PR #772, opened 2023-02-23
Fix various bugs in `DiscordBitSet`

Lukellmann:
* `WIDTH` was defined to the width of a `Byte` not a `Long`, resulting in bugs in `size`, `get` and `set`

* `binary` just did some completely wrong things that I can't really describe

* `hashCode` could return different values for equal `DiscordBitSet`s (when they had different amounts of trailing zeros in the `data` array), breaking its general contract

* `equals` was comparing `this` with `this` and not `this` with `other`, which resulted in any two `DiscordBitSets` considered equal

* `contains` would erroneously return `false` if `other` did have more trailing zeros but would otherwise be contained

* `set` wasn't growing `data` correctly and also didn't unset bits properly

### DIFF
--- a/common/src/main/kotlin/DiscordBitSet.kt
+++ b/common/src/main/kotlin/DiscordBitSet.kt
@@ -13,19 +13,20 @@ import kotlin.math.max
 import kotlin.math.min
 
 private const val SAFE_LENGTH = 19
-private const val WIDTH = Byte.SIZE_BITS
+private const val WIDTH = Long.SIZE_BITS
 
 @Suppress("FunctionName")
-public fun EmptyBitSet(): DiscordBitSet = DiscordBitSet(0)
+public fun EmptyBitSet(): DiscordBitSet = DiscordBitSet()
 
 @Serializable(with = DiscordBitSetSerializer::class)
-public class DiscordBitSet(internal var data: LongArray) {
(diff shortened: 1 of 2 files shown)


Lukellmann:
please tell me if you happen to find any other bugs or if you think my fixes still include bugs

DRSchlaubi:
Don't know enough about this to review this properly

HopeBaron:
The re-write is perfectly fine much easier to read as well.
But the initial reason we used a byte size is to save ourselves from allocating non-necessary bits

Lukellmann:
> But the initial reason we used a byte size is to save ourselves from allocating non-necessary bits

yeah but since the implementation uses a `LongArray` rn, setting `WIDTH` to `Byte.SIZE_BITS` was simply wrong

HopeBaron:
You are right, let's just keep it long then

Lukellmann:
did some last small changes, see [here](https://github.com/kordlib/kord/compare/d6b501975bb0b4e328f081b9f1c253ef83893ad0..8cddb916424dec329db4bddcd2359927fa8059bc)

HopeBaron:
They look good, if there's nothing else you want to do on this PR we can merge

Lukellmann:
i'm done here 👍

——————————

#### [TASK ITEM]
Reproduce every entry above exactly as it was written.

#### [TASK SOLUTION]
PR #772, opened 2023-02-23
Fix various bugs in `DiscordBitSet`

Lukellmann:
* `WIDTH` was defined to the width of a `Byte` not a `Long`, resulting in bugs in `size`, `get` and `set`

* `binary` just did some completely wrong things that I can't really describe

* `hashCode` could return different values for equal `DiscordBitSet`s (when they had different amounts of trailing zeros in the `data` array), breaking its general contract

* `equals` was comparing `this` with `this` and not `this` with `other`, which resulted in any two `DiscordBitSets` considered equal

* `contains` would erroneously return `false` if `other` did have more trailing zeros but would otherwise be contained

* `set` wasn't growing `data` correctly and also didn't unset bits properly

### DIFF
--- a/common/src/main/kotlin/DiscordBitSet.kt
+++ b/common/src/main/kotlin/DiscordBitSet.kt
@@ -13,19 +13,20 @@ import kotlin.math.max
 import kotlin.math.min
 
 private const val SAFE_LENGTH = 19
-private const val WIDTH = Byte.SIZE_BITS
+private const val WIDTH = Long.SIZE_BITS
 
 @Suppress("FunctionName")
-public fun EmptyBitSet(): DiscordBitSet = DiscordBitSet(0)
+public fun EmptyBitSet(): DiscordBitSet = DiscordBitSet()
 
 @Serializable(with = DiscordBitSetSerializer::class)
-public class DiscordBitSet(internal var data: LongArray) {
(diff shortened: 1 of 2 files shown)


Lukellmann:
please tell me if you happen to find any other bugs or if you think my fixes still include bugs

DRSchlaubi:
Don't know enough about this to review this properly

HopeBaron:
The re-write is perfectly fine much easier to read as well.
But the initial reason we used a byte size is to save ourselves from allocating non-necessary bits

Lukellmann:
> But the initial reason we used a byte size is to save ourselves from allocating non-necessary bits

yeah but since the implementation uses a `LongArray` rn, setting `WIDTH` to `Byte.SIZE_BITS` was simply wrong

HopeBaron:
You are right, let's just keep it long then

Lukellmann:
did some last small changes, see [here](https://github.com/kordlib/kord/compare/d6b501975bb0b4e328f081b9f1c253ef83893ad0..8cddb916424dec329db4bddcd2359927fa8059bc)

HopeBaron:
They look good, if there's nothing else you want to do on this PR we can merge

Lukellmann:
i'm done here 👍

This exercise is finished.